### Exercise:
What lines in the data below mention the string "verify"? Copy them out.

### Exercise material:
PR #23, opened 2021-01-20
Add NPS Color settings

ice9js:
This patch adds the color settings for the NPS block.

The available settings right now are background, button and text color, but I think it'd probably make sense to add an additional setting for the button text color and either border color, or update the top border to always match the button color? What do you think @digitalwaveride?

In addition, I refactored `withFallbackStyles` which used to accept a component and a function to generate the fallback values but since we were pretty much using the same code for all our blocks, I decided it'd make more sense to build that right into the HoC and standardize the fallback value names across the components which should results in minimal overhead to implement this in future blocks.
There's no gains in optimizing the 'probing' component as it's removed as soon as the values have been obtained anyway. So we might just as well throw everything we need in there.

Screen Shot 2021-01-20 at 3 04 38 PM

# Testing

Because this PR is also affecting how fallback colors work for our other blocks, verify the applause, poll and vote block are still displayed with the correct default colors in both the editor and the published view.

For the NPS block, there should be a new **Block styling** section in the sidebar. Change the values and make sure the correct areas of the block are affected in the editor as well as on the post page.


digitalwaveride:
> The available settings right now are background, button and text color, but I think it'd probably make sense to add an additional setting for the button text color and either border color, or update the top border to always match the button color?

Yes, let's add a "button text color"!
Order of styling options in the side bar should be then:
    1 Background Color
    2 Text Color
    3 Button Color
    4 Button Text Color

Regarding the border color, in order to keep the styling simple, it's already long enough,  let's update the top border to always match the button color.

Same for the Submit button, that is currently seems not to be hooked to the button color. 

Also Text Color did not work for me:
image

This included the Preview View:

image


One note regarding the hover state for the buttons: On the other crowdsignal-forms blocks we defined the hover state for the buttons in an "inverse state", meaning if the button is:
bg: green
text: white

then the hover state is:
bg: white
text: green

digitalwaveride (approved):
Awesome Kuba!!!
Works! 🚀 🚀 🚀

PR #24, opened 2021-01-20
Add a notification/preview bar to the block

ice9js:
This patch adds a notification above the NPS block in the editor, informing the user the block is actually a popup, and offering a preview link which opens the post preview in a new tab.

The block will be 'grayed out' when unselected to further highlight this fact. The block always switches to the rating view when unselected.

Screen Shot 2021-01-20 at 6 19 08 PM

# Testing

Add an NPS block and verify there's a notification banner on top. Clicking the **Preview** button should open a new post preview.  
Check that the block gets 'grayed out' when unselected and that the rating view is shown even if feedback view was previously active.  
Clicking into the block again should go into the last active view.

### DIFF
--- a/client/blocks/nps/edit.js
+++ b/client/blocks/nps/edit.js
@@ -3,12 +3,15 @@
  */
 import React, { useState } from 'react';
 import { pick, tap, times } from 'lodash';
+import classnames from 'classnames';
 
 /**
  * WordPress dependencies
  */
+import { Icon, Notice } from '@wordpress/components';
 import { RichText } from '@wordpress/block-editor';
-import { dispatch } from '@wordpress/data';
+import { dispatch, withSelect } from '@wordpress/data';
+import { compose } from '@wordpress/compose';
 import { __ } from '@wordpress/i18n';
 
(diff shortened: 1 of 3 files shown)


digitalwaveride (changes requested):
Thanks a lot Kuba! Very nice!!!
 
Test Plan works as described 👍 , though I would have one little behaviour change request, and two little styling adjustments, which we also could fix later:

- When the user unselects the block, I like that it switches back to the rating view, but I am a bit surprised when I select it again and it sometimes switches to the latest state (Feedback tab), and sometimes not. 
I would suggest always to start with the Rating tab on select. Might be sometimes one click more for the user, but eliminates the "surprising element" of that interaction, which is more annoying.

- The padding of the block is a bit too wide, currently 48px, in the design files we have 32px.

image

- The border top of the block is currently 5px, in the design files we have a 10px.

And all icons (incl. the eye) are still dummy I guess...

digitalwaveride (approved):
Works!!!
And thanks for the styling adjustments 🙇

* * *

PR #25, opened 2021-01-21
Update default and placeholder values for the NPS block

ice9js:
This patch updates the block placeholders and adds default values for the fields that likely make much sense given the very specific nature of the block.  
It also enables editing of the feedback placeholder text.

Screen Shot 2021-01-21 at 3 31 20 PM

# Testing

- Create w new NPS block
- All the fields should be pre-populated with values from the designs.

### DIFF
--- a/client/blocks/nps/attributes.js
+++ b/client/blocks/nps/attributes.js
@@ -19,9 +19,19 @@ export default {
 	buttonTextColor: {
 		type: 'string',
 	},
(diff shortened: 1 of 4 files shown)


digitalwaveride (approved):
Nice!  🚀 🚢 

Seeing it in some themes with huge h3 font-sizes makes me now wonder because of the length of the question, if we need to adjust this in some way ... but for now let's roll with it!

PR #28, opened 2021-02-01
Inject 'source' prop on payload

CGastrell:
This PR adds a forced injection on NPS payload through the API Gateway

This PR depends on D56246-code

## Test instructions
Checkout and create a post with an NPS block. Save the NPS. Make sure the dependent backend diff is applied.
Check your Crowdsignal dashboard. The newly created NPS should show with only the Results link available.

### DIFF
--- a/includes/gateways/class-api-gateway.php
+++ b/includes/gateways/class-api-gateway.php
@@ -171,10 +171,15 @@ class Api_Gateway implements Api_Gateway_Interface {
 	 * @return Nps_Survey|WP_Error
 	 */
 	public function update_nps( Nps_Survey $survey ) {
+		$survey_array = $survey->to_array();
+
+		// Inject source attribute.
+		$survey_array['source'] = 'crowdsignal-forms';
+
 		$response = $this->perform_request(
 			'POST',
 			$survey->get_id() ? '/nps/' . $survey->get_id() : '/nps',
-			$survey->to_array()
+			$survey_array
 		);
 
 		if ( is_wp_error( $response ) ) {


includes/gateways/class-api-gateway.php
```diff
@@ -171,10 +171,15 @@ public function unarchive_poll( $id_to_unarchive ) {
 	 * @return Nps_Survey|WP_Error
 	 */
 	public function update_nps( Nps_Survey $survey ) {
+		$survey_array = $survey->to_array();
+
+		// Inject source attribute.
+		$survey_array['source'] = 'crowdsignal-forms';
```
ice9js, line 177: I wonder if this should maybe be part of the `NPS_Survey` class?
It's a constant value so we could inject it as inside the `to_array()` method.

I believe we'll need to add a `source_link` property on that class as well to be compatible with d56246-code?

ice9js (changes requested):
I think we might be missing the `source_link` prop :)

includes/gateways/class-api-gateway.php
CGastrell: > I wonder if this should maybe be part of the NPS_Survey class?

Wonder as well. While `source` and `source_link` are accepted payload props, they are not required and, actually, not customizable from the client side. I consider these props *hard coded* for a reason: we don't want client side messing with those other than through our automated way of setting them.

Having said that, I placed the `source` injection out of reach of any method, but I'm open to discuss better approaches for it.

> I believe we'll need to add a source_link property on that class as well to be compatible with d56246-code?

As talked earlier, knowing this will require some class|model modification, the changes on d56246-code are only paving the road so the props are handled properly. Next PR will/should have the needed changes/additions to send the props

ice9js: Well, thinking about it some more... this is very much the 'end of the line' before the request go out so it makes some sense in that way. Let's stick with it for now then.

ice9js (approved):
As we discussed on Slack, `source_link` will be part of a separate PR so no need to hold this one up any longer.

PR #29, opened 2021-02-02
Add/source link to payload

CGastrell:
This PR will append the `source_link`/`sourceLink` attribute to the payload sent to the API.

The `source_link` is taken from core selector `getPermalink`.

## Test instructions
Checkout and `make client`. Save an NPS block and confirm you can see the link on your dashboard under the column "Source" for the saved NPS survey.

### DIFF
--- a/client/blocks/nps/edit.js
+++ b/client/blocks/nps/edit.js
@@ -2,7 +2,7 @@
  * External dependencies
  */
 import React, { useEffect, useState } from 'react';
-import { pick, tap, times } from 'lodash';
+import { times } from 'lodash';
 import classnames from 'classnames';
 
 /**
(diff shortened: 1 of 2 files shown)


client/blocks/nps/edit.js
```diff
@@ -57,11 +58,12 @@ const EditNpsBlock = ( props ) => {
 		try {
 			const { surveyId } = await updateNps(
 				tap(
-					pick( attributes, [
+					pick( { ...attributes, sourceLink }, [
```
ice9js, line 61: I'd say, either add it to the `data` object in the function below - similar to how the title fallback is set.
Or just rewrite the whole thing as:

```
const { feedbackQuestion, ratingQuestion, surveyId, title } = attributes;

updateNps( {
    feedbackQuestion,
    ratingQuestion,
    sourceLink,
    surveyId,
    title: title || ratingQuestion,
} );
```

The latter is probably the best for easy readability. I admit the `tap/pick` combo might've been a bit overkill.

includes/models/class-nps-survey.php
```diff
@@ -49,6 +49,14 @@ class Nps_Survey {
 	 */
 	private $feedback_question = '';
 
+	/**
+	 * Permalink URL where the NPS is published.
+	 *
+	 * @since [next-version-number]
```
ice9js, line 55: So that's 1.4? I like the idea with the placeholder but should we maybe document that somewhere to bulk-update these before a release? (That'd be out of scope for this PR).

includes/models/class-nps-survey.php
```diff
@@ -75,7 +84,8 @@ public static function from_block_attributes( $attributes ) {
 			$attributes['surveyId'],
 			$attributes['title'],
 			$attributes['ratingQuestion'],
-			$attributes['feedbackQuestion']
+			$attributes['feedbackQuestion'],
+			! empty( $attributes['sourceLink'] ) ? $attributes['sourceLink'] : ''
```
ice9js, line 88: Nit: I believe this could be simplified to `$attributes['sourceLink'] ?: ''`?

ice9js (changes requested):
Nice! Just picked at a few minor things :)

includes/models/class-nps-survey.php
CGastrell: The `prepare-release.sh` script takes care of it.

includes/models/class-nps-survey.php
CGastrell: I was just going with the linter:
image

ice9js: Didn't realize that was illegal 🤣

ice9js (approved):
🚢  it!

### Answer to this task:
Because this PR is also affecting how fallback colors work for our other blocks, verify the applause, poll and vote block are still displayed with the correct default colors in both the editor and the published view.
Add an NPS block and verify there's a notification banner on top. Clicking the **Preview** button should open a new post preview.  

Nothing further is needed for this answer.